First find the cdf of the sum of n such i.i.d. random variables. Use that to compute a c-confidence interval on the sum. Note that the max likelihood estimate (MLE) of the sum is n/a, ie, n times the mean of a single draw.

Background: This comes up in a program I'm writing to make time estimates via random samples. If I take samples according to a Poisson process (ie, the gaps between samples have an exponential distribution) and n of them happen during Activity X, what's a good estimate for the duration of Activity X? I'm pretty sure the answer is the answer to this question.

+1  A: 

Hint: the sum of independent exponential random variables is a gamma random variable.

John D. Cook
+2  A: 

As John D. Cook hinted, the sum of i.i.d. exponential random variables has a gamma distribution.
Here's the cdf of the sum of n exponential random variables with rate parameter a (expressed in Mathematica):

F[x_] := 1 - GammaRegularized[n, a*x];

http://mathworld.wolfram.com/RegularizedGammaFunction.html

The inverse cdf is:

Fi[p_] := InverseGammaRegularized[n, 1 - p]/a;

The c-confidence interval is then

ci[c_, a_, n_] := {Fi[a, n, (1-c)/2], Fi[a, n, c+(1-c)/2]}

Here is some code to empirically verify that the above is correct:

(* Random draw from an exponential distribution given rate param. *)
getGap[a_] := -1/a*Log[RandomReal[]]

betw[x_, {a_, b_}] := Boole[a <= x <= b]

c = .95;
a = 1/.75;
n = 40;
ci0 = ci[c, a, n];
N@Mean@Table[betw[Sum[getGap[a], {n}], ci0], {100000}]

----> 0.94995
dreeves
+1  A: 

I would use a Chernoff bound, from which you can improvise an interval because the expression is pretty generalizable and you can solve such that the bounded range is wrong < 0.05 of the time.

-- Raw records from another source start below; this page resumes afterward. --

PR #645, opened 2016-07-28
J hy python scripts

jbrezmorf:
Scripts for new test scheme.


CMake/Modules/python/PythonLibs.cmake
```diff
@@ -11,7 +11,6 @@
 find_package(PythonLibs 2.7 REQUIRED)
 
 include_directories(${PYTHON_INCLUDE_DIRS})
-flow_define(HAVE_PYTHON)
```
jbrezmorf: Flow still depends on this define. Keep it for now.

CMake/Modules/python/PythonScripts.cmake
```diff
@@ -24,9 +24,21 @@ macro(install_python_lib package_name package_dir)
         message(STATUS "-- cd ${Flow123d_SOURCE_DIR}/CMake/Modules/python && pip install --target=${PYTHON_3RD_PARTY} ${package_name}")
         # we start pip install from directory where setup.cfg is placed thus avoiding issue with --target usage
         # https://github.com/pypa/pip/pull/3450 and https://github.com/pypa/pip/issues/3056
+        # for now we try to install package using this fix (platform centos)
         execute_process(
             COMMAND pip install --target=${PYTHON_3RD_PARTY} ${package_name}
-            WORKING_DIRECTORY ${Flow123d_SOURCE_DIR}/CMake/Modules/python)
+            WORKING_DIRECTORY ${Flow123d_SOURCE_DIR}/CMake/Modules/python
+            RESULT_VARIABLE RETURNCODE)
```
jbrezmorf: What is difference here? Pip should not depend on working direcotry.

unit_tests/system/python_loader_test.cpp
```diff
@@ -49,23 +49,29 @@ TEST(PythonLoader, print_error) {
         "Message: global name 'a' is not defined\nTraceback");
 }
 
+
```
jbrezmorf: We should allow build and run of flow only with packages that are absolutely necessary.

bin/python/exec_parallel.py
```diff
@@ -0,0 +1,78 @@
...
+    '(using platform.node() or socket.gethostname()) and then search',
+    'it in the table "host_table.json" which assign logical hostname',
+    'possibly to multiple different real hostnames. ',
+    '',
+    'If the real host name is not found in the table ',
+    'it is used directly otherwise the logical ',
+    'hostname is used to select the setup script.',
+])
+parser.add('-v', '--valgrind', type=[True, str], name='valgrind', placeholder='[<VALGRIND ARGS>]', docs=[
+    'Run tests under valgrind, with python suppression with optional argument',
```
jbrezmorf: Not only tests.

bin/python/exec_parallel.py
```diff
@@ -0,0 +1,78 @@
...
+    ' <valgrind args> passed to the valgrind. (In PBS mode this arguments is ignored.)?',
+])
+parser.add('', '--batch', type=True, name='batch', docs=[
+    'Make output of this script more for an off-line reading',
```
jbrezmorf: I do not understand the doc.

bin/python/exec_parallel.py
```diff
@@ -0,0 +1,78 @@
...
+parser.add_section('Passable arguments to exec_with_limit.py')
+parser.add('-t', '--limit-time', type=Duration.parse, name='time_limit', placeholder='<time>', docs=[
+    'Obligatory wall clock time limit for execution in seconds or in HH:MM:SS format.',
+    'For precision use float value'
+])
+parser.add('-m', '--limit-memory', type=float, name='memory_limit', placeholder='<memory>', docs=[
+    'Optional memory limit per node in MB',
+    'For precision use float value'
+])
+parser.add('', '--root', hidden=True, type=str, name='root', placeholder='<ROOT>', docs=[
```
jbrezmorf: Is it necessary if this tool is for any executable?

bin/python/host_table.json
```diff
@@ -0,0 +1,6 @@
+{
```
jbrezmorf: We should move this into config dir. Possibly use YAML format namely to add comment with explanation of purpose of this file.

src/python/scripts/core/base.py
```diff
@@ -0,0 +1,463 @@
+#!/usr/bin/python
```
jbrezmorf: For all python sources: document at least purpose of every class.

src/python/scripts/exec_parallel_module.py
```diff
@@ -0,0 +1,250 @@
...
+
+        template = PBSModule.format(
+            module.template,
+            command=command,
+            json_output=case.fs.json_output # TODO remove
+        )
+
+        return template
+
+    def run_local_mode_one(self, proc):
```
jbrezmorf: document difference against run_local_mode

src/python/scripts/pbs/modules/pbs_hydra_kai_tul_cz.py
```diff
@@ -0,0 +1,71 @@
...
+    def __init__(self, job_id, case):
+        super(ModuleJob, self).__init__(job_id, case)
+        self.parser = self.parser_builder(
+            self, 4, JobState.UNKNOWN,
+            queue=7,
+            name=2,
+        )
+
+    @classmethod
+    def update_command(cls):
```
jbrezmorf: Seems that interface classes  to various PBS systems only define commands however parsing of the output should be also specific.

jbrezmorf:
TODO:
1. merge master
2. add doc for classes
3. Is comparison finished?
4. Some test of PBS specific  interface. So that we can run it on a particular parallel machine and be shure that it works. Need to test:
- can execute serial  job (np 1) under PBS
- can execute parallel job (np 2) under PBS
- can handle error in one process of the parallel job
- can handle job rejected by PBS (e.g. wrong queue)
- can handle job waiting to long for execution (How we treat this case?) 

Further discussion necessary.

CMake/Modules/python/PythonLibs.cmake
x3mSpeedy: `flow_define(HAVE_PYTHON)` is still present in `CMakeLists.txt` no change required

CMake/Modules/python/PythonScripts.cmake
x3mSpeedy: Its due to bug. In working directory is present special configuration file which `pip` recognize. Other solution is to copy this file to current working directory.

unit_tests/system/python_loader_test.cpp
x3mSpeedy: Do you mean during Python copy? Packed Python packages folder has `21 MB` I don't see any big benefit by reducing size even more. Further discussion may be required on this topic.

bin/python/exec_parallel.py
x3mSpeedy: It is for any executable but host_table.json is needed in fixed location. But will remove.

bin/python/exec_parallel.py
x3mSpeedy: Fixed

bin/python/exec_parallel.py
x3mSpeedy: Add more notes on this flag

unit_tests/system/python_loader_test.cpp
```diff
@@ -49,23 +49,29 @@ TEST(PythonLoader, print_error) {
...
+// only test embedded python if we actually copied out python
```
jbrezmorf: Change comment to Test that necessary python libraries are available in embedded python.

A Chernoff bound is just about the strongest bound you can get on iid variables without knowing too many moment generating functions.

Overflown
Thanks! If you're up for spelling out exactly how to do that for the case of summed exponential RVs, that would be really awesome.
dreeves
Reading more about Chernoff bounds, I'm not convinced this is the right way to get a 95% confidence interval on a random variable.